Sensitive and real-time determination of H2O2 release from intact peroxisomes

Peroxisomes are essential and ubiquitous cell organelles having a key role in mammalian lipid and oxygen metabolism. The presence of flavine oxidases makes them an important intracellular source of H2O2: an obligate product of peroxisomal redox reactions and a key reactive oxygen species. Peroxisomes proliferate in response to external signals triggered by peroxisome-proliferator-activated receptor signalling pathways. Peroxisome-derived oxidative stress as a consequence of this proliferation is increasingly recognized to participate in pathologies ranging from carcinogenesis in rodents to alcoholic and non-alcoholic steatosis hepatitis in humans. To date, no sensitive approach exists to record H2O2 turnover of peroxisomes in real time. Here, we introduce a sensitive chemiluminescence method that allows the monitoring of H2O2 generation and degradation in real time in suspensions of intact peroxisomes.

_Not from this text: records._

PR #211, opened 2019-02-13
Change to capture form submit.

vidya-ram:
Forms  can also use button with type `submit`.

### DIFF
--- a/baseframe/templates/baseframe/bootstrap3/forms.html.jinja2
+++ b/baseframe/templates/baseframe/bootstrap3/forms.html.jinja2
@@ -156,9 +156,10 @@
     <script type="text/javascript">
       $(function() {
         // Disable submit button when clicked. Prevent double click.
-        $('#{{ ref_id }} input[type="submit"]').click(function() {
-          $(this).addClass('submit-disabled').prop('disabled', true);
-          $('#{{ ref_id }}').find(".loading").removeClass('hidden');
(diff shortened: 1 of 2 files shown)


baseframe/templates/baseframe/bootstrap3/forms.html.jinja2
```diff
@@ -156,9 +156,10 @@
     <script type="text/javascript">
       $(function() {
         // Disable submit button when clicked. Prevent double click.
-        $('#{{ ref_id }} input[type="submit"]').click(function() {
-          $(this).addClass('submit-disabled').prop('disabled', true);
-          $('#{{ ref_id }}').find(".loading").removeClass('hidden');
+        $('#{{ ref_id }}').submit(function() {
+          $(this).find('button[type="submit"]').addClass('submit-disabled').prop('disabled', true);
+          $(this).find('input[type="submit"]').prop('disabled', true).addClass('submit-disabled');
```
jace: Any reason the chaining order is reversed between these two lines?

vidya-ram: Earlier it was handling form submits for input types as submit. Now added the case to handle forms submit with buttons of type submit.

jace:
This has broken Lastuser's authorize form. Since the Authorise and Deny buttons are disabled on click, the browser will not submit them, so Lastuser does not know whether the user authorised or declined.

PR #213, opened 2019-03-01
added AllowedIf and aliased RequiredIf

iambibhas:


baseframe/forms/validators.py
```diff
@@ -16,16 +16,33 @@
...
+    'StopValidation', 'URL', 'ValidationError']
+__all__ = __local + __imported
 
 
 EMAIL_RE = re.compile(r'\b[A-Z0-9._%+-]+@[A-Z0-9.-]+\.[A-Z]{2,63}\b', re.I)
 
 
+class AllowedIf(object):
+    """
+    Validator that makes this field required if some other field is true.
```
jace: Validator that allows a value only if some other field has a value.

baseframe/forms/validators.py
```diff
@@ -16,16 +16,33 @@
...
+    """
+    def __init__(self, fieldname, message=None):
+        self.fieldname = fieldname
+        self.message = message or __("This field is not allowed if '{}' is not set".format(self.fieldname))
```
jace: We can't display "cfp_start_at" to the user. Extract the label and add it here. Also, you can't have a parameter inside `__()`. The format operation has to be outside.

baseframe/forms/validators.py
```diff
@@ -16,16 +16,33 @@
...
+
+    def __call__(self, form, field):
+        if field.data and not form[self.fieldname].data:
+            raise StopValidation(self.message)
+        elif not field.data and form[self.fieldname].data:
+            raise StopValidation(__("This is required"))
```
jace: The `elif` does not apply. This is `AllowedIf`, not `RequiredIf`.

baseframe/forms/validators.py
```diff
@@ -42,7 +59,7 @@ def __call__(self, form, field):
                 raise StopValidation(self.message)
 
 
-class OptionalIfNot(OptionalIf):
+class RequiredIf(OptionalIf):
     """
     Validator that makes this field optional if the value of some other field is false.
     """
```
jace: From the description and code, this it not a `RequiredIf`. Rename back to `OptionalIfNot`. We need a separate `RequiredIf`.

baseframe/forms/validators.py
```diff
@@ -16,23 +16,38 @@
...
+
+
 class OptionalIf(object):
     """
     Validator that makes this field optional if the value of some other field is true.
     """
     def __init__(self, fieldname, message=None):
         self.fieldname = fieldname
-        self.message = message or __("This is required")
+        self.message = message or __("This field is required")
```
jace: "field" is not something users understand. The earlier message is more appropriate.

baseframe/forms/validators.py
```diff
@@ -16,23 +16,38 @@
...
 EMAIL_RE = re.compile(r'\b[A-Z0-9._%+-]+@[A-Z0-9.-]+\.[A-Z]{2,63}\b', re.I)
 
 
+class AllowedIf(object):
+    """
+    Validator that allows a value only if some other field has a value.
+    """
+    def __init__(self, fieldname, message=None):
+        self.fieldname = fieldname
+        self.message = message or __("This field is not allowed")
```
jace: The validator needs to indicate why it failed. This is not sufficient.

tests/fixtures.py
```diff
@@ -69,6 +69,16 @@ class OptionalIfNotFormTest(forms.Form):
     content = forms.TextAreaField(__("Content"))
 
 
+class RequiredIfFormTest(forms.Form):
+    blurb = forms.TextAreaField(__("Blurb"), validators=[forms.validators.RequiredIf('content')])
```
jace: In general, `RequiredIf` should reference earlier fields as that is how the user will see them.

tests/test_validators.py
```diff
@@ -129,6 +133,26 @@ def test_html_snippet_invalid_urls(self):
             self.all_urls_form.process(content_with_urls=snippet)
             self.assertEqual(self.all_urls_form.validate(), False)
 
+    def test_required_if(self):
+        self.required_if_form.process(content=u"Content", blurb=u"Blurb")
+        self.assertTrue(self.required_if_form.validate())
```
jace: We're using Pytest's `assert` statement in all new tests. Older tests can be migrated gradually.

baseframe/forms/validators.py
```diff
@@ -16,42 +17,79 @@
...
     """
-    Validator that makes this field optional if the value of some other field is true.
+    Validator that allows a value only if another field also has a value.
+
+    :param str fieldname: Name of the other field
+    :param str message: Validation error message. Will be formatted with an optional ``{field}}`` label
+    """
+    def __init__(self, fieldname, message=None):
+        self.fieldname = fieldname
+        self.message = message or __(u"This requires {field} to be specified")
```
iambibhas: Put quotes around the `field`? Otherwise this is how the error looks like -

> This requires Submissions open at to be specified

jace:
[WTForms has distinct `DataRequired` and `InputRequired` validators](https://wtforms.readthedocs.io/en/stable/validators.html#wtforms.validators.DataRequired) because of the problem with doing a `bool(value)` test on a value like `0`, which is technically input, but evaluates to false.

In this PR we are using `(None, '')` to specifically exclude `0`, but this is incomplete. It will fail with a [`SelectMultipleField`](https://wtforms.readthedocs.io/en/stable/fields.html#wtforms.fields.SelectMultipleField) where a blank value is `[]`. There is also the ambiguity of a checkbox field, where the possible values are `True` or `False`. Should these be included in the test as missing values?

baseframe/forms/validators.py
```diff
@@ -16,42 +17,79 @@
...
+        if field.data:
+            if form[self.fieldname].data in (None, ''):
+                raise StopValidation(self.message.format(field=form[self.fieldname].label.text))
+
+
+class OptionalIf(Optional):
+    """
+    Validator that makes this field optional if another field has data. If this
+    field is required when the other field is empty, chain it with
+    :class:`DataRequired`::
```
iambibhas: Doesn't `OptionalIf` name imply that it'll be Required otherwise? Same question with `RequiredIf`

jace:
If we take a whitelist approach, the zero values are `(0, 0.0, Decimal('0'))`. The empty data test can then be `value not in (0, 0.0, Decimal('0')) and not bool(value)`.

iambibhas:
Can we call `InputRequired` validator instead of doing the checks ourselves?

jace:
Pending question: should `False` be added to the zero values list in `is_empty`? We will have False in a form field when it's a checkbox that hasn't been checked. There are two ways to look at this:

1. As a checkbox, the "required" flag is meaningless. We can't force the user to check it, because then there's no reason to have it.

2. On the other hand, with `RequiredIf` there's a clear connection between checking a box and requiring an associated field to have a value. There is also the matter of terms of service acceptance forms where checking the box is indeed required as an act of user consent. Therefore `False` should not be treated as a zero value.

jace:
I'm going with _not_ including `False` in the zero value list for is_empty.

PR #215, opened 2019-03-22
added shortdate and longdate filters

iambibhas:


baseframe/filters.py
```diff
@@ -166,3 +167,25 @@ def cdata(text):
...
+        utc_now = datetime.now(utc)
+    else:
+        dt = value
+        utc_now = datetime.utcnow().date()
+    if dt > (utc_now - timedelta(days=int(current_app.config.get('SHORTDATE_THRESHOLD_DAYS', 0)))):
+        return dt.strftime('%e %b')
+    else:
+        # The string replace hack is to deal with inconsistencies in the underlying
+        # implementation of strftime. See https://bugs.python.org/issue8304
+        return six.text_type(dt.strftime('%e %B %Y')).replace(u"'", u"’")
```
jace: There is no `'` in the format string. Why is the string replace required?

baseframe/filters.py
```diff
@@ -166,3 +168,25 @@ def cdata(text):
...
+        utc_now = datetime.now(utc)
+    else:
+        dt = value
+        utc_now = request_timestamp().date()
+    if dt > (utc_now - timedelta(days=int(current_app.config.get('SHORTDATE_THRESHOLD_DAYS', 0)))):
+        return dt.strftime('%e %b')
+    else:
+        # The string replace hack is to deal with inconsistencies in the underlying
+        # implementation of strftime. See https://bugs.python.org/issue8304
+        return six.text_type(dt.strftime("%e %b '%y")).replace(u"'", u"’")
```
jace: The use of an apostrophe is likely to hurt localization in languages that don't use an apostrophe to represent abbreviations.

PR #1551, opened 2022-09-14
Handle $(locations) and $(execpaths) expansions

bsilver8192:
Same idea as $(location) and $(execpath), but it's a bit trickier because we don't have the paths until later.

### DIFF
--- a/rust/private/utils.bzl
+++ b/rust/private/utils.bzl
@@ -238,6 +238,17 @@ def _expand_location(ctx, env, data):
         if directive in env:
             # build script runner will expand pwd to execroot for us
             env = env.replace(directive, "$${pwd}/" + directive)
+    for directive in ("$(execpaths ", "$(locations "):
+        if directive in env:
+            start = env.find(directive)
+            end = env.find(")", start + len(directive))
+            if end == -1:
+                fail("Unterminated %s" % directive)
+
+            # We can't expand these here, because we don't know what they expand
+            # to yet. Instead, mark them for `expand_locations` in
+            # `cargo/cargo_build_script_runner/bin.rs` to deal with.
+            env = env[:start] + "$${multipwd " + env[start:(end + 1)] + "}" + env[(end + 1):]
     return ctx.expand_make_variables(
         env,
         ctx.expand_location(env, data),
--- a/util/process_wrapper/options.rs
+++ b/util/process_wrapper/options.rs
@@ -51,6 +51,7 @@ pub(crate) fn options() -> Result<Options, OptionError> {
     // Process argument list until -- is encountered.
     // Everything after is sent to the child process.
     let mut subst_mapping_raw = None;
+    let mut subst_multipwd = None;
     let mut stable_status_file_raw = None;
     let mut volatile_status_file_raw = None;
     let mut env_file_raw = None;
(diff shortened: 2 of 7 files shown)


bsilver8192:
@UebelAndre are you the right person to review this?

UebelAndre:
> @UebelAndre are you the right person to review this?

I can take a look this weekend. Sorry for the delay! 😅

bsilver8192:
> I can take a look this weekend. Sorry for the delay! sweat_smile

@UebelAndre friendly ping?

UebelAndre:
> > I can take a look this weekend. Sorry for the delay! sweat_smile
> 
> @UebelAndre friendly ping?

You mean to tell me you don't have 11 day weekends?! 😅 (jk)

Thanks for the ping. This one totally slipped my mind. I'll try to do a this week.

util/process_wrapper/options.rs
```diff
@@ -63,6 +64,7 @@ pub(crate) fn options() -> Result<Options, OptionError> {
     let mut rustc_output_format_raw = None;
     let mut flags = Flags::new();
     flags.define_repeated_flag("--subst", "", &mut subst_mapping_raw);
+    flags.define_flag("--subst-multipwd", "", &mut subst_multipwd);
```
UebelAndre, line 67: Can you explain the thought behind the name `multipwd` and why an additional `--subst` flag would not be sufficient?

UebelAndre (changes requested):
One question to try and fully understand this PR

util/process_wrapper/options.rs
bsilver8192: I don't have strong opinions on the name, open to alternatives.

I don't see how to go from `a b c` to `somewhere/a somewhere/b somewhere/c` with a single substitution. It has to operate on each of the paths separately, and Starlark can't see each path separately without fully reimplementing `$(locations)` expansion.

rust/private/utils.bzl
```diff
@@ -238,6 +238,17 @@ def _expand_location(ctx, env, data):
         if directive in env:
             # build script runner will expand pwd to execroot for us
             env = env.replace(directive, "$${pwd}/" + directive)
+    for directive in ("$(execpaths ", "$(locations "):
```
UebelAndre, line 241: What about the singular variant of these?

util/process_wrapper/options.rs
UebelAndre: The idea that there's multiple "present working directories" I think is what makes me defensive of the change. Why not pass multiple `--subst` values?

UebelAndre (changes requested):

rust/private/utils.bzl
bsilver8192: I left the existing handling of those alone, a few lines above this.

util/process_wrapper/options.rs
bsilver8192: Ah, I see the confusion from the name: it's a single working directory, substituted into multiple paths.

bsilver8192:
@UebelAndre I'm happy to rename things if you want, but I think the problem is you don't see why this is necessary yet. I don't see how to make `//some_filegroup` into something that process_wrapper can translate to `somewhere/a somewhere/b somewhere/c` with a single `--subst`. The starlark macro can't know how what paths the label expands to, so it can't leave a simple substitution for process_wrapper.

I'll rebase this once we agree on what it should look like.

bsilver8192:
@UebelAndre any thoughts on this one?

PR #1559, opened 2022-09-20
Set CARGO_MANIFEST_DIR at runtime for tests

bsilver8192:
As documented at
https://doc.rust-lang.org/cargo/reference/environment-variables.html#environment-variables-cargo-sets-for-crates, cargo tests this both when compiling and when running tests.


bsilver8192:
@scentini are you the right person to review this?

illicitonion (approved):
Thanks!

Importantly, removal, as well as release of. H2O2 can be assessed at nanomolar, non-toxic concentrations in the same sample. Owing to the kinetic properties of catalase and oxidases. H2O2 forms fast steady-state concentrations in the presence of various peroxisomal substrates. Substrate screening suggests that urate, glycolate and activated fatty acids are the most important Sources for H2O2 in rodents. Kinetic studies imply further that peroxisomes contribute significantly to the beta-oxidation of medium-chain fatty acids, in addition to their essential role in the breakdown of long and very long ones. These observations establish a direct quantitative release of H2O2 from intact peroxisomes. The experimental approach offers new possibilities for functionally studying H2O2 metabolism. substrate transport and turnover in peroxisomes of eukaryotic cells.